Red Mountain PFS shows viable Philippines gold project

Perth based Red Mountain Mining have released the results from their much anticipated pre-feasibility study (PFS) into the Batangas Gold Project just two hours drive south of Manila in the Philippines.

The PFS shows that for a relatively modest investment of AUD$22m in capital, the Batangas project will return free cash flows of $46m over the first 7 years of the project’s life.

Importantly, Red Mountain Mining say they are now able to mine an additional 26 000 ounces of gold when compared to the Scoping Study that was undertaken back in 2014.

The company today announced their Maiden open pit ore reserve at Batangas of 1.44m tonnes grading 2.8 g/t for 128 000 ounces of gold including a small number of silver credits.

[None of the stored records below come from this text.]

PR #263, opened 2020-09-16
Condense kev env override config to reduce repetition.

### LINKED ISSUE #251: Condense kev env override config to reduce repetition.
Proposal based on Spike:

**On Init**

- Parse source compose files.
- Extract all Labels.
- Condense to a set of Labels for every found `Service` and `Volume`.
- Save`docker-compose.kev.*.yaml` to disk, it will contain the condensed set if Labels only.

**On Reconcile**

- Parse source compose files.
- Load Overlay per environment.
- Condense the set of labels in the Parsed Sources to match the Labels in the Overlay.
- Now reconcile Overlay to Sources.
- Save`docker-compose.kev.*.yaml` to disk, it will contain the result of the reconciliation with condensed Labels for NEW services or Volumes.

**On Render**

- Parse source compose files.
- Load Overlay per environment.
- Expand Overlay Labels, with Defaults for missing Labels.
- Expand Overlay Labels, if label `kev.service.type` is missing, then update with value of from sources.
- Merge Env Into Sources (as before).

ezodude:
Resolves #251 

Progress:

- [x] Init: condense env overlay labels.
- [x] Reconcile: reconcile based on condensed env overlay labels.
- [x] Render: render based on condensed env overlay labels.
- [x] Reconcile: new added services and volumes should have condensed env overlay labels.


pkg/kev/envs.go
```diff
@@ -69,12 +69,13 @@ func (e *Environment) GetServices() Services {
...
 // GetService retrieves the specific service by name from the environment's overlay.
 func (e *Environment) GetService(name string) (ServiceConfig, error) {
-	for _, s := range e.GetServices() {
-		if s.Name == name {
-			return s, nil
-		}
-	}
-	return ServiceConfig{}, fmt.Errorf("no such service: %s", name)
+	return e.overlay.getService(name)
+	// for _, s := range e.GetServices() {
```
marcinc, line 73: is this code needed?

pkg/kev/envs.go
```diff
@@ -111,12 +112,13 @@ func (e *Environment) VolumeNames() []string {
...
 // GetVolume retrieves a specific volume by name from the environment's overlay volumes.
 func (e *Environment) GetVolume(name string) (VolumeConfig, error) {
-	for k, v := range e.GetVolumes() {
-		if k == name {
-			return v, nil
-		}
-	}
-	return VolumeConfig{}, fmt.Errorf("no such volume: %s", name)
+	return e.overlay.getVolume(name)
+	// for k, v := range e.GetVolumes() {
```
marcinc, line 116: is it needed?

pkg/kev/envs.go
```diff
@@ -69,12 +69,13 @@ func (e *Environment) GetServices() Services {
 
 // GetService retrieves the specific service by name from the environment's overlay.
 func (e *Environment) GetService(name string) (ServiceConfig, error) {
-	for _, s := range e.GetServices() {
-		if s.Name == name {
-			return s, nil
-		}
-	}
-	return ServiceConfig{}, fmt.Errorf("no such service: %s", name)
+	return e.overlay.getService(name)
```
marcinc, line 72: a small suggestion. perhaps we should use `override` instead of `overlay` to be more explicit as to what it is? `overlay` is a bit ambiguous. Obviously same comment apply to all instances below.

pkg/kev/envs.go
ezodude: Thanks, its dead code.

pkg/kev/envs.go
ezodude: Thanks, its dead code.

pkg/kev/envs.go
ezodude: Actually this matches docker-composes [own docs](https://docs.docker.com/compose/extends/).

marcinc (dismissed):
LG

marcinc (approved):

100 000 of those ounces have a high grade of 4.2 g/t gold equivalent.

The project, which can be mined right from surface is also showing a relatively low cost per ounce to produce at just USD$735 an ounce or $999 Australian. Initial mining will be from the high-grade South West Breccia and Japanese Tunnel open pits at Lobo, grading an impressive 6.6 g/t gold for the first two years.

This should front end the project’s cash flows enabling Red Mountain to generate significant early profits and payback a sizeable chunk of the capital.

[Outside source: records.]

PR #932, opened 2022-03-02
Remove unused env vars and linting in Webpack

matyasf:


packages/template-app/template/build-scripts/webpack.js.ejs
```diff
@@ -27,9 +27,6 @@ const childProcess = require('child_process')
 const {
   NODE_ENV,
   DEBUG,
-  UNMANGLED_CLASS_NAMES,
-  DISABLE_SPEEDY_STYLESHEET,
-  USE_WEBPACK_CSS_LOADERS,
```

The PFS has only modelled up the initial 7 years of the projected mine life based on mineral resources that already sit at “Indicated” status which shows recoverable gold of around 116 000 ounces. However Batangas still has a lot of blue sky potential with another 320 000 ounces, the majority of which is sitting at “Inferred” status, possibly available for inclusion in the mine plan going forward.

If the company is able to upgrade a sizeable portion of the Inferred resources at Batangas to indicated status by way of an infill drilling campaign, then potential exists for the initial 7 year mine plan to be significantly expanded.

Interestingly, Batangas is not a “stranded asset” like so many others are, as it sits just 20km from the major industrial city of Batangas which boasts a port and a significant industrial capability and workforce.

The project will generate A$ 190 million in revenue from gold sales over the initial 7 year mine life.

Over A$117 million (4 billion PhP) of costs will be spent in the Philippines and A$13 million (440 million PhP) in royalties and taxes will be paid to the Philippines government and local communities during the initial 7 years of production.

Red Mountain’s Managing Director Jon Dugdale said: “This is the culmination of the detailed work undertaken by both the Company and the team of high-quality Australian consultants during the last 18 months.”

“We are now aiming to complete the additional geotechnical drilling, obtain final permitting approvals and complete the Definitive Feasibility Study on the Batangas Gold Project by this calendar year end.

“We very much look forward to developing gold production from the Batangas Gold Project, which will deliver major positive benefits to the people of Lobo and the Batangas region, as well as the Batangas Joint Venture partners.” said Mr Dugdale

The Red Mountain board have now given approval for the company to immediately upgrade the PFS to a DFS ahead of production.